[[ AVAILABLE RECORDS open ]]
PR #4633, opened 2019-02-12
GMF Print - support sending printed file to email

adube:
This patch introduces sending a printed file using the GMF Print tool to an email.  The specs are described in this task: https://jira.camptocamp.com/browse/GSGMF-738

It is not yet completed, as there are things remaining to do:

 * [x] show a message about the file that is going to be sent by email
 * [ ] the request, when using the email, currently doesn't work. More details to come in a comment.

### DIFF
--- a/contribs/gmf/src/authentication/Service.js
+++ b/contribs/gmf/src/authentication/Service.js
@@ -16,6 +16,7 @@ import olEventsEventTarget from 'ol/events/Target.js';
 
 /**
  * @typedef {Object} User
+ * @property {string|null} email User's email address
  * @property {AuthenticationFunctionalities|null} functionalities Configured functionalities of the user
  * @property {boolean|null} is_password_changed True if the password of the user has been changed. False otherwise.
  * @property {number|null} role_id the role id of the user.
@@ -207,6 +208,13 @@ export class AuthenticationService extends olEventsEventTarget {
     return this.$http_.post(url, $.param({'login': login}), {
       headers: {'Content-Type': 'application/x-www-form-urlencoded'}
     }).then(successFn);
+  }
+
+  /**
+   * @return {string|null} User's email
+   */
+  getEmail() {
+    return this.user_.email || null;
   }
 
   /**
--- a/contribs/gmf/src/controllers/AbstractDesktopController.js
+++ b/contribs/gmf/src/controllers/AbstractDesktopController.js
@@ -3,7 +3,7 @@ import gmfControllersAbstractAPIController, {AbstractAPIController} from 'gmf/co
 import gmfContextualdataModule from 'gmf/contextualdata/module.js';
 import gmfEditingModule from 'gmf/editing/module.js';
 import gmfPermalinkShareComponent from 'gmf/permalink/shareComponent.js';
-import gmfPrintComponent from 'gmf/print/component.js';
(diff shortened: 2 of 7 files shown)


adube:
@sbrunner When trying to print using the parameters, it didn't work.  I got this error response from the server.

```
javax.net.ssl.SSLException: Unrecognized SSL message, plaintext connection?
```

Would you please try the patch and see if you get the same error?

contribs/gmf/src/authentication/Service.js
```diff
@@ -16,6 +16,7 @@ import olEventsEventTarget from 'ol/events/Target.js';
 
 /**
  * @typedef {Object} User
+ * @property {string|null} email User's email address
```
sbrunner:
```suggestion
 * @property {string} [email] User's email address
```
same for other properties

sbrunner:
```suggestion
 * @property {string} [email] User's email address
```
same for other properties...
Not completely sure but looks better :-)

adube: That's not entirely true.  If you look at the code, you'll notice that it gets set to `null`.  `[email]` means `string|undefined`, not `string|null`.  It has not effect if one use a thruthy comparision, like `if (user.email)`, but would not work if `if (user.email === null)`.

For the sake of not breaking anything I'd leave the others as-is and this one like this too.

adube: Same comment.

sbrunner: OK, I will have a look :-)

sbrunner:
I fix the error on sending email, but the client shouldn't pool the print to wait on the job...

adube:
> I fix the error on sending email, but the client shouldn't pool the print to wait on the job...

How do you suggest we do that?

adube:
I just tried it and it didn't work.

I got an error:

`console.js:35 org.locationtech.jts.util.AssertionFailedException: Expected 200 OK but encountered 400 BAD_REQUEST: Http status code for https://geomapfish-demo-dc.camptocamp.com/2.4/mapserv_proxy?MAP_RESOLUTION=…34%2C179503.875%2C637358.7916666667%2C191410.125&VERSION=1.1.1&SERVICE=WMS was not OK.  It was: 400 BAD_REQUEST. The response message was: 'Bad Request'`

I did not get an e-mail.﻿
￼
@sbrunner Any idea?

sbrunner:
When we click on `image` or `PDF` and the `send email` is checker we just send the request on `report.pdf`, and display the message :-)

adube:
> When we click on `image` or `PDF` and the `send email` is checker we just send the request on `report.pdf`, and display the message :-)

OK, I think I understand what you mean.  However, I'm not that familiar with the code so I don't know what that implies yet.  I also suspect that regardless if I make those changes or not, the request asking for a file being sent should have worked and it didn't.

I suggest we make sure that the current version works with the file, then we make your suggested changes.

sbrunner:
OK, looks good to me :-)

adube:
> OK, looks good to me :-)

Ok thanks.  Do you want to take a look at the error before we merge this?  I would like to see this feature working before merging it.

sbrunner:
Now the error, is as I see, completely fixed :-)

PR #4649, opened 2019-02-18
Don't send datasource when it's not available

sbrunner:
Fix: https://jira.camptocamp.com/browse/GSGMF-778


rbovard:
Thanks @sbrunner, it's working.

PR #4685, opened 2019-02-26
[2.2] Update current theme after loadThemes call is done

pfirpfel:
Currently, the updateCurrentTheme_ call happens before the  loadThemes call. This is problematic if you log in as an user who has a default theme that is non-public. At the time updateCurrentTheme_ gets called, this non-public theme is not available. It will be, after the loadThemes call has finished. That's why updateCurrentTheme_ should happen after loadThemes.

### DIFF
--- a/contribs/gmf/src/controllers/abstract.js
+++ b/contribs/gmf/src/controllers/abstract.js
@@ -152,15 +152,10 @@ gmf.AbstractController = function(config, $scope, $injector) {
     this.gmfThemes_.loadThemes(roleId);
 
     if (evt.type !== gmf.AuthenticationEventType.READY) {
-      let listenerKey;
-      const themesLoaded = () => {
-        ol.events.unlistenByKey(listenerKey);
+      this.gmfThemes_.getThemesObject().then(() => {
         this.updateCurrentTheme_(previousThemeName);
-      };
-      listenerKey = ol.events.listen(this.gmfThemes_,
-        gmf.ThemesEventType.CHANGE, themesLoaded, this);
+      });
     }
-
     this.setDefaultBackground_(null);
     this.updateHasEditableLayers_();
   };
--- a/contribs/gmf/src/controllers/abstract.js
+++ b/contribs/gmf/src/controllers/abstract.js
@@ -152,9 +152,7 @@ gmf.AbstractController = function(config, $scope, $injector) {
     this.gmfThemes_.loadThemes(roleId);
 
     if (evt.type !== gmf.AuthenticationEventType.READY) {
-      this.gmfThemes_.getThemesObject().then(() => {
-        this.updateCurrentTheme_(previousThemeName);
-      });
+      this.updateCurrentTheme_(previousThemeName);
     }
     this.setDefaultBackground_(null);
     this.updateHasEditableLayers_();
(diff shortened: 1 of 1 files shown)


contribs/gmf/src/controllers/abstract.js
```diff
@@ -147,11 +147,20 @@ gmf.AbstractController = function(config, $scope, $injector) {
...
     // Reload themes and background layer when login status changes.
     this.gmfThemes_.loadThemes(roleId);
+
+    if (evt.type !== gmf.AuthenticationEventType.READY) {
+      let listenerKey;
+      const themesLoaded = () => {
+        ol.events.unlistenByKey(listenerKey);
+        this.updateCurrentTheme_(previousThemeName);
+      };
+      listenerKey = ol.events.listen(this.gmfThemes_,
```
fredj: use `listenOnce` instead ?

contribs/gmf/src/controllers/abstract.js
```diff
@@ -147,11 +147,20 @@ gmf.AbstractController = function(config, $scope, $injector) {
...
+        gmf.ThemesEventType.CHANGE, themesLoaded, this);
+    }
+
```
sbrunner: Shouldn't we use:
```suggestion
if (evt.type !== gmf.AuthenticationEventType.READY) {
  this.gmfThemes_.getThemesObject().then(() => {
    this.updateCurrentTheme_(previousThemeName);
  })
}
```

contribs/gmf/src/controllers/abstract.js
```diff
@@ -147,11 +147,15 @@ gmf.AbstractController = function(config, $scope, $injector) {
...
-    }
+
     // Reload themes and background layer when login status changes.
     this.gmfThemes_.loadThemes(roleId);
+
+    if (evt.type !== gmf.AuthenticationEventType.READY) {
+      this.gmfThemes_.getThemesObject().then(() => {
+        this.updateCurrentTheme_(previousThemeName);
+      });
+    }
```
sbrunner: After a secound alalysis in can just be:
```suggestion
    if (evt.type !== gmf.AuthenticationEventType.READY) {
      this.updateCurrentTheme_(previousThemeName);
    }
```
Just change the order from the initial version ...

sbrunner:
@fredj Do you know why we have this 
```if (evt.type !== gmf.AuthenticationEventType.READY) {```

File: contribs/gmf/src/controllers/abstract.js (hunk 3 above)
Comment (pfirpfel) [reply contribs/gmf/src/controllers/abstract.js]: According to my debugging this won't work. updateCurrentTheme_ happens still before the daa gets updated in the loadThemes promise.

Comment (sbrunner) [reply contribs/gmf/src/controllers/abstract.js]: `updateCurrentTheme_` happens before the data gets of the theme, but in `updateCurrentTheme_` we have:
```js
this.gmfThemes_.getThemesObject().then((themes) => {
   // this should happens after we get the theme
```
And if this not working we should know why...

pfirpfel: I set my stops at a wrong point then. I deployed your simplified version on my problematic client's dev server and it works.

pfirpfel:
> @fredj Do you know why we have this
> `if (evt.type !== gmf.AuthenticationEventType.READY) {`

One reason I see, is that every login and logout produces a second call with gmf.AuthenticationEventType.READY.

May be we can remove this if clause and change the  listener to listenOnce below:

`ol.events.listenOnce(gmfAuthentication, gmf.AuthenticationEventType.READY, userChange);`

contribs/gmf/src/controllers/abstract.js
pfirpfel: Found a simpler solution

PR #4690, opened 2019-02-26
Force theme reload

adube:
This hack forces theme to be obtained upon reloading after a login/logout.

The solution was taken from Martin's answer in this question on Stack Overflow: https://stackoverflow.com/questions/16098430/angular-ie-caching-issue-for-http

I tried the first solution and it didn't fix the issue. Trying the second one did.

I don't understand what suddenly made the previous code stop working...


fredj:
we found the cause of this issue with @sbrunner : the problem is that `role_id` is never defined because of the multi-role system. New PR to come.

sbrunner:
Thanks @adube for the initial investigations :-)

PR #4698, opened 2019-02-27
793 - Fix GMF edit feature stop editing while dirty

adube:
In the GMF feature editing tool, while trying to stop editing when there a feature is selected and dirty, a modal opens asking for confirmation.  In the process of applying the cancel, the modal gets hidden with an animation for a short period of time.  If we cancel right away, the modal gets destroyed while animating and the result is we have the modal backdrop still there.

This patch lets the modal do its animation then apply the cancel.


adube:
@sbrunner or @fredj - ready for review.

PR #4704, opened 2019-03-01
Fix font name used in OpenLayers text style

fredj:
Use `Font Awesome 5 Free` instead of `FontAwesome` and weight `900` instead of `normal` (alias to `400`)


arnaud-morvan:
@fredj: For curiosity, it works with '900 30px "Font Awesome 5 Free"' but not with 'normal 30px "Font Awesome 5 Free"' ?

fredj:
@arnaud-morvan yes, because `normal` s equal to `400`and we do not have this weight

PR #4705, opened 2019-03-01
Workaround for error in tooltip config type checking with IE11 

arnaud-morvan:


arnaud-morvan:
@fredj, @sbrunner : I did not manage to please typecheck (npm run typecheck).

arnaud-morvan:
Seems I got it with @ts-ignore.
Note that typecheck compare bs.tooltip config to jqueryui.TooltipOption, which is completely different object.

fredj:
try to force the type with:
```js
 body.tooltip(/** @type {Bootstrap.TooltipOption} */ ({
      container: 'body',
      trigger: 'hover',
      selector: '[data-toggle="tooltip"]',

      // Avoid error in config type checking with IE11
      sanitizeFn: $injector.get('$sanitize')
    }));
```

arnaud-morvan:
@fredj: perfect, thanks.

PR #4764, opened 2019-03-21
Minor code cleanup

fredj:


sbrunner:
This shouldn't be on 2.3?

fredj:
> This shouldn't be on 2.3?

not needed because `contribs/gmf/apps/iframe_api/index.html.ejs` in not in 2.3

PR #4792, opened 2019-04-03
Code cleanup

fredj:


gberaudo:
Looks like we have 123 import * in the code.
Some day these should be cleaned up to be made explicit and improve treeshaking:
[[ AVAILABLE RECORDS closed ]]
▶ ACTIVITY:
Reproduce every line from the preceding data in which the word "pfirpfel" can be found.

▶ TASK ANSWER:
pfirpfel:
Comment (pfirpfel) [reply contribs/gmf/src/controllers/abstract.js]: According to my debugging this won't work. updateCurrentTheme_ happens still before the daa gets updated in the loadThemes promise.
pfirpfel: I set my stops at a wrong point then. I deployed your simplified version on my problematic client's dev server and it works.
pfirpfel:
pfirpfel: Found a simpler solution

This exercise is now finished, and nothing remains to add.